PR #9889, opened 2026-06-02
Update scheduler and scheduler_content_moderation_integration

cory-skeers:
Resolves #9748 

# How to test

For the most part, these updates are bug fixes and code cleanup. No update hooks, no config changes.

Patch for scheduler_content_moderation_integration is still needed, and applies cleanly

```
ddev composer install
```
Sync some sites of your choice. Scheduler is used on default, alerts feature, and certain sites like signage

## Content moderation w/scheduling conflicts:
The primary conflict comes in when scheduler is set to un/publish a piece of content at a future date, but content moderation is attempting it to the same unpublished or published state (either through the node form or a programmatic save, such as using views bulk options).

For scheduled publish, any piece of content with scheduling can run into this issue.
To test:

- Sync a site
  - create a new piece of content, but don't save yet
    - set a future publish date
    - set it to "publish"
    - save, and see that it gets set to "draft" and gives a warning message
  - Edit an existing piece of content
    - set a future publish date
    - set it to "publish"
    - save, and see that it gets set to whatever state it had been in (draft, review) and gives a warning message
  - Go to the content overview
    - select a piece of content that has a future publish date (and others if you'd like)
    - Bulk action select "publish latest revision"
    - Apply to selected items
    - See a myriad of messages including a confusing error message...not ideal, but matches current prod behavior
    - See that the selected piece of content which has a future publish date is still unpublished

For scheduled unpublish, that is only used on its.uiowa.edu for _News Article_ content (other content like slides can be scheduled unpublish, but don't use content moderation, so don't have the same issues)

```
ddev blt ds --site=its.uiowa.edu
```
Repeat the above tests, but using a future unpublish date and setting to "unpublished"

## now.uiowa.edu embargo blocking

No changes seem to interact with this, but it's separate functionality.
Whether trying to publish directly or through scheduled publish, if there is an embargo message on a news article, it should _not_ be published.
Testing involves creating an article with an embargo message and scheduled publish time
After the scheduled time, run cron
You should see a log message along the lines of: "Publishing of "New test article" is prevented until after the content embargo has been lifted."

PR #10087, opened 2026-08-21
uiowa_core scheduler moderation fix

### LINKED ISSUE #9924: TypeError in uiowa_core_scheduler_moderation_validate
# Problem
```
Exception 'TypeError' with message 'strtotime(): Argument #1 ($datetime) must be of type string, array given' in /var/www/html/docroot/modules/custom/uiowa_core/uiowa_core.module:1272
                                               in strtotime called at /var/www/html/docroot/modules/custom/uiowa_core/uiowa_core.module (1272)
                                                                               /in uiowa_core_scheduler_moderation_validate called at ?
```

# Background

https://iowaweb.slack.com/archives/CSQA18BK4/p1781289450336479

# Steps to reproduce

# Proposed solution

joewhitsitt:
Resolves https://github.com/uiowa/uiowa/issues/9924

I believe this is related to a halo ticket (0244838) and the the following error occurs quite a bit:

```
TypeError: strtotime(): Argument #1 ($datetime) must be of type string, array given in strtotime() (line 1267 of /var/www/html/docroot/modules/custom/uiowa_core/uiowa_core.module)
```

[See splunk](https://splunk.its.uiowa.edu/en-US/app/search/search?earliest=-30d%40d&latest=now&q=search%20index%3Duiowa-acquia%20%22TypeError%3A%20strtotime()%3A%20Argument%20%231%20(%24datetime)%20must%20be%20of%20type%20string%2C%20array%20given%20in%20strtotime()%20(line%201267%20of%20%2Fvar%2Fwww%2Fhtml%2Fdocroot%2Fmodules%2Fcustom%2Fuiowa_core%2Fuiowa_core.module)%22&display.page.search.mode=smart&dispatch.sample_ratio=1&sid=1787342003.43899)

The scheduler datetime widget can hand back an array (`['date' => '', 'time' => '', 'object' => NULL]`) or a `DrupalDateTime` object instead of a string for `publish_on`/`unpublish_on`, and the old code passed that straight to `strtotime()`. Also switched off reading `publish_on`/`unpublish_on` from the entity, since during validation the entity can still hold a stale scheduled date after a user clears it on the form.

Couldn't get a reliable browser-level repro locally (tried masquerading as the reporting user on a synced copy of cyndari.lab.uiowa.edu, no luck), even though it's still firing in production against the same node. Added a unit test instead that calls the validate function directly with the exact shapes seen in the wild.

# How to test

```
ddev sn ds cyndari.lab.uiowa.edu && ddev drush @labcyndari.local uli
```

Edit node 151, leave "Publish on" blank, set moderation state to Published, save. Shouldn't crash — but see note above, this hasn't reproduced locally even on unpatched code.

To see the regression test actually catch the bug, run it against `main` first, then against this branch:

```
git checkout main
git checkout uiowa_core_scheduler_moderation_fix -- docroot/modules/custom/uiowa_core/tests/src/Unit/SchedulerModerationValidateTest.php
ddev exec -s web "cd docroot/core && ../../vendor/bin/phpunit --testsuite unit --filter SchedulerModerationValidateTest ../modules/custom/uiowa_core/tests/src/Unit/SchedulerModerationValidateTest.php"
```
fails: TypeError at uiowa_core.module:1267, matching the splunk log above

```
git checkout uiowa_core_scheduler_moderation_fix
ddev exec -s web "cd docroot/core && ../../vendor/bin/phpunit --testsuite unit --filter SchedulerModerationValidateTest ../modules/custom/uiowa_core/tests/src/Unit/SchedulerModerationValidateTest.php"
```
passes: 10/10

## Didn't break the original scheduler/moderation conflict behavior (#9889)

This function's actual job — falling back the moderation state when it conflicts with a scheduled date — is the thing #9889 added and tested manually. The test file now covers that too (future publish_on → falls back new content to draft, existing content to its prior state; future unpublish_on → same; past dates aren't a conflict), so it's covered by the same PHPUnit run above.

Still worth a manual pass per #9889's original steps, since only the node-form path is unit tested:
- Edit an existing published/in-review article, set a future publish date, set state to Published, save → should fall back to its prior state with a warning message.
- Same via the content overview bulk action ("Publish latest revision").


joewhitsitt:
accidentally had "auto mode" on in Claude when i asked about "some good tests from the last time this functionality (#9889) was touched to ensure no regressions."

cory-skeers (approved):
Reviewed and tested, and all looks good. Seems reasonable that this is the issue seen in the Halo ticket, and it at least seems to be cropping up.

Glad for the extra test coverage, however it came about! I had Claude take a pass at abstracting some of the comments away from references to specific issues/work, and describing each test in isolation (and then a pass myself at editing its edits...).

I went ahead and added the comment changes, but feel free to revert or edit further before merging.

joewhitsitt:
Thanks @cory-skeers 

🤞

TASK GOAL: Write the records out again. Keep every line exactly as it is.

OUTPUT BELOW:
PR #9889, opened 2026-06-02
Update scheduler and scheduler_content_moderation_integration

cory-skeers:
Resolves #9748 

# How to test

For the most part, these updates are bug fixes and code cleanup. No update hooks, no config changes.

Patch for scheduler_content_moderation_integration is still needed, and applies cleanly

```
ddev composer install
```
Sync some sites of your choice. Scheduler is used on default, alerts feature, and certain sites like signage

## Content moderation w/scheduling conflicts:
The primary conflict comes in when scheduler is set to un/publish a piece of content at a future date, but content moderation is attempting it to the same unpublished or published state (either through the node form or a programmatic save, such as using views bulk options).

For scheduled publish, any piece of content with scheduling can run into this issue.
To test:

- Sync a site
  - create a new piece of content, but don't save yet
    - set a future publish date
    - set it to "publish"
    - save, and see that it gets set to "draft" and gives a warning message
  - Edit an existing piece of content
    - set a future publish date
    - set it to "publish"
    - save, and see that it gets set to whatever state it had been in (draft, review) and gives a warning message
  - Go to the content overview
    - select a piece of content that has a future publish date (and others if you'd like)
    - Bulk action select "publish latest revision"
    - Apply to selected items
    - See a myriad of messages including a confusing error message...not ideal, but matches current prod behavior
    - See that the selected piece of content which has a future publish date is still unpublished

For scheduled unpublish, that is only used on its.uiowa.edu for _News Article_ content (other content like slides can be scheduled unpublish, but don't use content moderation, so don't have the same issues)

```
ddev blt ds --site=its.uiowa.edu
```
Repeat the above tests, but using a future unpublish date and setting to "unpublished"

## now.uiowa.edu embargo blocking

No changes seem to interact with this, but it's separate functionality.
Whether trying to publish directly or through scheduled publish, if there is an embargo message on a news article, it should _not_ be published.
Testing involves creating an article with an embargo message and scheduled publish time
After the scheduled time, run cron
You should see a log message along the lines of: "Publishing of "New test article" is prevented until after the content embargo has been lifted."

PR #10087, opened 2026-08-21
uiowa_core scheduler moderation fix

### LINKED ISSUE #9924: TypeError in uiowa_core_scheduler_moderation_validate
# Problem
```
Exception 'TypeError' with message 'strtotime(): Argument #1 ($datetime) must be of type string, array given' in /var/www/html/docroot/modules/custom/uiowa_core/uiowa_core.module:1272
                                               in strtotime called at /var/www/html/docroot/modules/custom/uiowa_core/uiowa_core.module (1272)
                                                                               /in uiowa_core_scheduler_moderation_validate called at ?
```

# Background

https://iowaweb.slack.com/archives/CSQA18BK4/p1781289450336479

# Steps to reproduce

# Proposed solution

joewhitsitt:
Resolves https://github.com/uiowa/uiowa/issues/9924

I believe this is related to a halo ticket (0244838) and the the following error occurs quite a bit:

```
TypeError: strtotime(): Argument #1 ($datetime) must be of type string, array given in strtotime() (line 1267 of /var/www/html/docroot/modules/custom/uiowa_core/uiowa_core.module)
```

[See splunk](https://splunk.its.uiowa.edu/en-US/app/search/search?earliest=-30d%40d&latest=now&q=search%20index%3Duiowa-acquia%20%22TypeError%3A%20strtotime()%3A%20Argument%20%231%20(%24datetime)%20must%20be%20of%20type%20string%2C%20array%20given%20in%20strtotime()%20(line%201267%20of%20%2Fvar%2Fwww%2Fhtml%2Fdocroot%2Fmodules%2Fcustom%2Fuiowa_core%2Fuiowa_core.module)%22&display.page.search.mode=smart&dispatch.sample_ratio=1&sid=1787342003.43899)

The scheduler datetime widget can hand back an array (`['date' => '', 'time' => '', 'object' => NULL]`) or a `DrupalDateTime` object instead of a string for `publish_on`/`unpublish_on`, and the old code passed that straight to `strtotime()`. Also switched off reading `publish_on`/`unpublish_on` from the entity, since during validation the entity can still hold a stale scheduled date after a user clears it on the form.

Couldn't get a reliable browser-level repro locally (tried masquerading as the reporting user on a synced copy of cyndari.lab.uiowa.edu, no luck), even though it's still firing in production against the same node. Added a unit test instead that calls the validate function directly with the exact shapes seen in the wild.

# How to test

```
ddev sn ds cyndari.lab.uiowa.edu && ddev drush @labcyndari.local uli
```

Edit node 151, leave "Publish on" blank, set moderation state to Published, save. Shouldn't crash — but see note above, this hasn't reproduced locally even on unpatched code.

To see the regression test actually catch the bug, run it against `main` first, then against this branch:

```
git checkout main
git checkout uiowa_core_scheduler_moderation_fix -- docroot/modules/custom/uiowa_core/tests/src/Unit/SchedulerModerationValidateTest.php
ddev exec -s web "cd docroot/core && ../../vendor/bin/phpunit --testsuite unit --filter SchedulerModerationValidateTest ../modules/custom/uiowa_core/tests/src/Unit/SchedulerModerationValidateTest.php"
```
fails: TypeError at uiowa_core.module:1267, matching the splunk log above

```
git checkout uiowa_core_scheduler_moderation_fix
ddev exec -s web "cd docroot/core && ../../vendor/bin/phpunit --testsuite unit --filter SchedulerModerationValidateTest ../modules/custom/uiowa_core/tests/src/Unit/SchedulerModerationValidateTest.php"
```
passes: 10/10

## Didn't break the original scheduler/moderation conflict behavior (#9889)

This function's actual job — falling back the moderation state when it conflicts with a scheduled date — is the thing #9889 added and tested manually. The test file now covers that too (future publish_on → falls back new content to draft, existing content to its prior state; future unpublish_on → same; past dates aren't a conflict), so it's covered by the same PHPUnit run above.

Still worth a manual pass per #9889's original steps, since only the node-form path is unit tested:
- Edit an existing published/in-review article, set a future publish date, set state to Published, save → should fall back to its prior state with a warning message.
- Same via the content overview bulk action ("Publish latest revision").


joewhitsitt:
accidentally had "auto mode" on in Claude when i asked about "some good tests from the last time this functionality (#9889) was touched to ensure no regressions."

cory-skeers (approved):
Reviewed and tested, and all looks good. Seems reasonable that this is the issue seen in the Halo ticket, and it at least seems to be cropping up.

Glad for the extra test coverage, however it came about! I had Claude take a pass at abstracting some of the comments away from references to specific issues/work, and describing each test in isolation (and then a pass myself at editing its edits...).

I went ahead and added the comment changes, but feel free to revert or edit further before merging.

joewhitsitt:
Thanks @cory-skeers 

🤞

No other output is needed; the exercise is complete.